One of the most common problems for new Kivy users is misunderstanding how the bind method works, especially amongst newer Python users who haven’t fully formed their intuition about function calls. For instance, a user will write code like:

some_screenmanager.bind(current=a_function(arg1, arg2))

Here, the idea is that when the current property changes, it will call a_function with the arguments arg1 and arg2.

The problem is that Python itself doesn’t work like this; the bind method doesn’t know about the existence of a_function or its arguments, it only receives the result of this function call. This often leads to confusion when a user doesn’t understand why the binding is only called once, during the declaration of the binding.

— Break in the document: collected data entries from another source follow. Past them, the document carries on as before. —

PR #2441, opened 2024-01-22
fix: default hi_res model rely on inference setting

badGarnet:
- there are multiple places setting the default `hi_res_model_name` in both `unstructured` and `unstructured-inference`
- they lead to inconsistency and unexpected behaviors
- this fix removes a helper in `unstructured` that tries to set the default hi_res layout detection model; instead we rely on the `unstructured-inference` to provide that default when no explicit model name is passed in

## test

```bash
UNSTRUCTURED_INCLUDE_DEBUG_METADATA=true ipython
```

```python

# find a pdf file
elements = partition("foo.pdf", strategy="hi_res")
assert elements[0].metadata.detection_origin == "yolox"
```


scanny (approved):
LGTM

christinestraub:
@badGarnet The default model on the `unstructured-inference` is ["yolo"`](https://github.com/Unstructured-IO/unstructured-inference/blob/main/unstructured_inference/models/base.py#L30C1-L30C24). I think we need to set a different model based on specifying `infer_table_structure` parameter so "yolox" or "yolox_quantized".
Do we just need to set the hi_res default model to "yolox" in the future without relying on the `infer_table_structure` ?parameter? cc: @cragwolfe @qued

badGarnet:
> @badGarnet The default model on the `unstructured-inference` is ["yolox"](https://github.com/Unstructured-IO/unstructured-inference/blob/main/unstructured_inference/models/base.py#L30C1-L30C24). I think we need to set a different model based on specifying `infer_table_structure` parameter so "yolox" or "yolox_quantized". Do we just need to set the hi_res default model to "yolox" in the future without relying on the `infer_table_structure` parameter? cc: @cragwolfe @qued

yes, we want to just use default `yolox` as specified by inference package. Eval so far have not shown the quantized version runs statistically faster so use the same model for all cases is a simpler way to manage the model settings. Additionally we got too many places setting the default models. If down the road we believe there is value for quantized we should add the logic in inference since this is part of inference package's job.

christinestraub (approved):
LGTM!

cragwolfe:
FWIW, the ingest evals in this PR are pretty close but slightly worse:
image

image

Not enough test data to make a definitive call, though.

cragwolfe (approved):

PR #2442, opened 2024-01-22
fix: remove none value keys from flattened dictionary

potter-potter:
When a partitioned or embedded document json has null values, those get converted to a dictionary with None values.

This happens in the metadata. I have not see it in other keys.

Chroma and Pinecone do not like those None values. 

`flatten_dict` has been modified with a `remove_none` arg to remove keys with None values.

Also, Pinecone has been pinned at 2.2.4 because at 3.0 and above it breaks our code.


ahmetmeleq (approved):
Looks good for now, 

let's also discuss (for the future): 
1. if writing metadata values as null to the .json files is what we want (rather than omitting that key altogether). If not, this problem might have an upstream solution where we omit keys with null values altogether rather than writing them with null values.
2. if we actually would like to be able to upload None metadata values (for any reason). If we'd like to upload them, there can be a special string denoting null values to avoid this problem.

PR #2446, opened 2024-01-23
fix: treat yaml files as plain text

### LINKED ISSUE #2412: Add support for `text/yaml` filetype
Currently a `text/yaml` MIME type results in `File type text/yaml is not supported.`. The goal of this issue is to allow for processing YAML files as text files, like we do with other code files.

MthwRobinson:
### Summary

Closes #2412. Adds support for YAML MIME types and treats them as plain text. In response to `500` errors that the API currently returns if the MIME type is `text/yaml`.


qued (approved):
LGTM!

MthwRobinson:
Gotcha yeah may take a pass at updating that to allow any MIME type allowed by `unstructured`.

PR #3214, opened 2024-06-14
rfctr: chroma destination migrated to V2

potter-potter:
Moving Chroma destination to the V2 version of connectors.


unstructured/ingest/v2/processes/connectors/chroma.py
```diff
@@ -0,0 +1,284 @@
...
+            data["metadata"]["data_source"]["version"] = str(version)
+
+        if page_number := data.get("metadata", {}).get("page_number"):
+            data["metadata"]["page_number"] = str(page_number)
+
+        if regex_metadata := data.get("metadata", {}).get("regex_metadata"):
+            data["metadata"]["regex_metadata"] = str(json.dumps(regex_metadata))
+
+    @classmethod
+    def normalize_dict(cls, data: dict) -> dict:
```
rbiseck3, line 140: Makes sense why you have `conform_dict` and `normalize_dict` but maybe there's a better naming schema for these? On name alone, I can't tell how the intent is different without really looking through the code.

unstructured/ingest/v2/processes/connectors/chroma.py
```diff
@@ -0,0 +1,284 @@
...
+
+@dataclass
+class ChromaAccessConfig(AccessConfig):
+    settings: Optional[Dict[str, str]] = None
+    headers: Optional[Dict[str, str]] = None
+
+
+@dataclass
+class ChromaConnectionConfig(ConnectionConfig):
+    access_config: ChromaAccessConfig = enhanced_field(sensitive=True)
```
rbiseck3, line 48: Seeing this error when running using `python3.9`:
```
Fields with a default value must come after any fields without a default. 
```

unstructured/ingest/v2/processes/connectors/chroma.py
```diff
@@ -0,0 +1,284 @@
...
+        return False
+
+    @requires_dependencies(["chromadb"], extras="chroma")
+    def create_collection(self) -> "ChromaCollection":
+        import chromadb
+
+        if self.connection_config.path:
+            chroma_client = chromadb.PersistentClient(
+                path=self.connection_config.path,
+                settings=self.connection_config.settings,
```
rbiseck3, line 198: I don't think there's a `settings` field defined on the connection config

unstructured/ingest/v2/processes/connectors/chroma.py
```diff
@@ -0,0 +1,284 @@
...
+        else:
+            raise ValueError("Chroma connector requires either path or host and port to be set.")
+
+        collection = chroma_client.get_or_create_collection(
+            name=self.connection_config.collection_name
+        )
+        return collection
+
+    @DestinationConnectionError.wrap
+    def upsert_batch(self, batch):
```
rbiseck3, line 222: Might want to have this configurable if a user wants for an error to be thrown if it's a duplicate. Use upsert by default?

unstructured/ingest/v2/processes/connectors/chroma.py
```diff
@@ -0,0 +1,284 @@
...
+@dataclass
+class ChromaUploaderConfig(UploaderConfig):
+    batch_size: int = 100
+
+
+@dataclass
+class ChromaUploader(Uploader):
+    upload_config: ChromaUploaderConfig
+    connection_config: ChromaConnectionConfig
+    _collection: Optional["ChromaCollection"] = None
```
rbiseck3, line 183: Why are we creating a collection as part of this process? Is a collection like a table in the DB sense? If so, we should assume a user already has this before running the upload process.

unstructured/ingest/v2/processes/connectors/chroma.py
```diff
@@ -0,0 +1,284 @@
...
+
+    def __post_init__(self):
+        self._collection = self.create_collection()
+
+    def is_async(self) -> bool:
```
rbiseck3, line 188: This is redundant since the default is already to return `False`

unstructured/ingest/v2/processes/connectors/chroma.py
rbiseck3, line 183: Should mark `field(init=False)` so that it doesn't expect this field to exist when instantiating the uploader

unstructured/ingest/v2/processes/connectors/chroma.py
potter-potter: Removed the conform dict one and replaced it with the normalize_dict one. All the metadata was a "nice to have" but just added confusion.

unstructured/ingest/v2/processes/connectors/chroma.py
potter-potter: A little over a month ago we decided that upsert was the preferred default behaviour. Passed this through Ryan and Matt. https://github.com/Unstructured-IO/unstructured/pull/2926

unstructured/ingest/v2/processes/connectors/chroma.py
potter-potter: I moved things around. Its just Client here now. 

Still allowing people to create an adhoc collection though upon upload. 

I think it would be breaking behaviour to require people to have a collection already made. Chroma allows both options.

rbiseck3 (approved):

PR #3215, opened 2024-06-15
rfctr(html): drop convert_and_partition_html()

scanny:
**Summary**
Remove `unstructured.partition.html.convert_and_partition_html()`. Move file-type conversion (to HTML) responsibility to each brokering partitioner that uses that strategy and let them call `partition_html()` for themselves with the result.

**Additional Context**

Rationale:
- `partition_html()` does not want or need to know which partitioners might broker partitioning to it.
- Different brokering partitioners have their own methods to convert their format to HTML and quirks that may be involved for their format. Avoid coupling them so they can evolve independently.
- The core of the conversion work is already encapsulated in `unstructured.partition.common.convert_file_to_html_text_using_pandoc()`.
- `convert_and_partition_html()` represents an additional brokering layer with the entailed complexities of an additional site for default parameter values to be (mis-)applied and/or dropped and is an additional location for new parameters to be added.

### DIFF
--- a/test_unstructured/partition/test_common.py
+++ b/test_unstructured/partition/test_common.py
@@ -568,6 +568,43 @@ def test_ocr_data_to_elements(
         )
 
 
+class Describe_get_last_modified:
+    """Isolated unit-tests for `unstructured.partition.common.get_last_modified()."""
+
+    def it_pulls_last_modified_from_the_filesystem_when_a_path_is_provided(
+        self, file_and_last_modified: tuple[str, str]
+    ):
+        file_path, last_modified = file_and_last_modified
+        last_modified_date = common.get_last_modified(str(file_path), None, False)
+        assert last_modified_date == last_modified
+
+    def and_it_pulls_last_modified_from_the_file_like_object_when_one_is_provided(
+        self, file_and_last_modified: tuple[str, str]
+    ):
+        file_path, last_modified = file_and_last_modified
+        with open(file_path, "rb") as f:
+            last_modified_date = common.get_last_modified(None, f, True)
+        assert last_modified_date == last_modified
+
+    def but_not_when_date_from_file_object_is_False(self, file_and_last_modified: tuple[str, str]):
+        file_path, _ = file_and_last_modified
+        with open(file_path, "rb") as f:
+            last_modified_date = common.get_last_modified(None, f, False)
+        assert last_modified_date is None
+
+    # -- fixtures --------------------------------------------------------------------------------
+
+    @pytest.fixture()
+    def file_and_last_modified(self, tmp_path: pathlib.Path) -> tuple[str, str]:
+        modified_timestamp = dt.datetime(
+            year=2024, month=6, day=14, hour=15, minute=39, second=25
+        ).timestamp()
+        file_path = tmp_path / "some_file.txt"
+        file_path.write_text("abcdefg")
+        os.utime(file_path, (modified_timestamp, modified_timestamp))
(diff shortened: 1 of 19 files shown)


test_unstructured/partition/test_common.py
```diff
@@ -568,6 +568,43 @@ def test_ocr_data_to_elements(
         )
 
 
+class Describe_get_last_modified:
+    """Isolated unit-tests for `unstructured.partition.common.get_last_modified()."""
+
+    def it_pull_last_modified_from_the_filesystem_when_a_path_is_provided(
```
Coniferish, line 574:
```suggestion
    def it_pulls_last_modified_from_the_filesystem_when_a_path_is_provided(
```

test_unstructured/partition/test_doc.py
```diff
@@ -161,61 +159,6 @@ def test_partition_doc_from_filename_prefers_metadata_last_modified_when_provide
...
-    with open(example_doc_path("simple.doc"), "rb") as f:
-        sf = tempfile.SpooledTemporaryFile()
-        sf.write(f.read())
-        sf.seek(0)
-        elements = partition_doc(file=sf, date_from_file_object=True)
-
-    assert all(e.metadata.last_modified is None for e in elements)
-
-
-def test_partition_doc_from_file_prefers_metadata_last_modified_when_provided(mocker: MockFixture):
```
Coniferish, line 202: So, these are integration tests that aren't needed any more since we have the unit tests for `get_last_modified`, right? I just want to double-check that we aren't losing coverage of any kind of conditions, though since this one and `test_partition_doc_from_file_suppresses_last_modified_from_file_by_default` sound like they're testing some extra conditions.

unstructured/partition/org.py
```diff
@@ -15,14 +17,12 @@
 def partition_org(
     filename: Optional[str] = None,
     file: Optional[IO[bytes]] = None,
```
Coniferish, line 19:
```suggestion
    *,
    file: Optional[IO[bytes]] = None,
```

unstructured/partition/rst.py
```diff
@@ -16,11 +18,8 @@
 def partition_rst(
     filename: Optional[str] = None,
     file: Optional[IO[bytes]] = None,
```
Coniferish, line 20:
```suggestion
    *,
    file: Optional[IO[bytes]] = None,
```

unstructured/partition/rtf.py
```diff
@@ -16,11 +18,8 @@
 def partition_rtf(
     filename: Optional[str] = None,
     file: Optional[IO[bytes]] = None,
```
Coniferish, line 20:
```suggestion
    *,
    file: Optional[IO[bytes]] = None,
```

Coniferish (approved):
LGTM

test_unstructured/partition/test_common.py
scanny: Done.

test_unstructured/partition/test_doc.py
scanny: That was my rationale, yes.

1. These fine-grained behaviors are not implemented here so we can't easily test them.
2. These behaviors are all now tested in `test_common.py`.

Less decisive but also a consideration are:
- These tests are repeated copypasta for almost all partitioners. We should be reducing that if we can.

unstructured/partition/rst.py
scanny: Yep, good call, changed these :)

PR #3220, opened 2024-06-17
build(deps): version bumps for 2024-06-17

MthwRobinson:
### Summary

Version bumps for the week of 2024-06-17. There is a now a pin on `numpy` due to a breaking change in the latest version that we'll need to investigate and remove in a subsequent PR.


Coniferish (approved):
LGTM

Stepping back, our real goal is to call a_function with the given arguments, but bind needs to be passed a function if it is to work correctly. That means we can solve our problem by creating a new function with these arguments already passed (and discarding the extra arguments automatically passed by bind).

It’s usually convenient to do this with the partial function from the functools module:

from functools import partial
some_screenmanager.bind(current=partial(a_function,arg1, arg2))

partial returns a new function that will automatically be passed arg1 and arg2, exactly as we want. You can also pass kwargs this way.

This isn’t the only way to solve the problem, we could have created a lambda function (though the syntax is longer and can have scope problems) or an entire new function with def syntax, but both of these are more complicated than the simple use of partial. So if you need to do a binding in Python, look at this way first!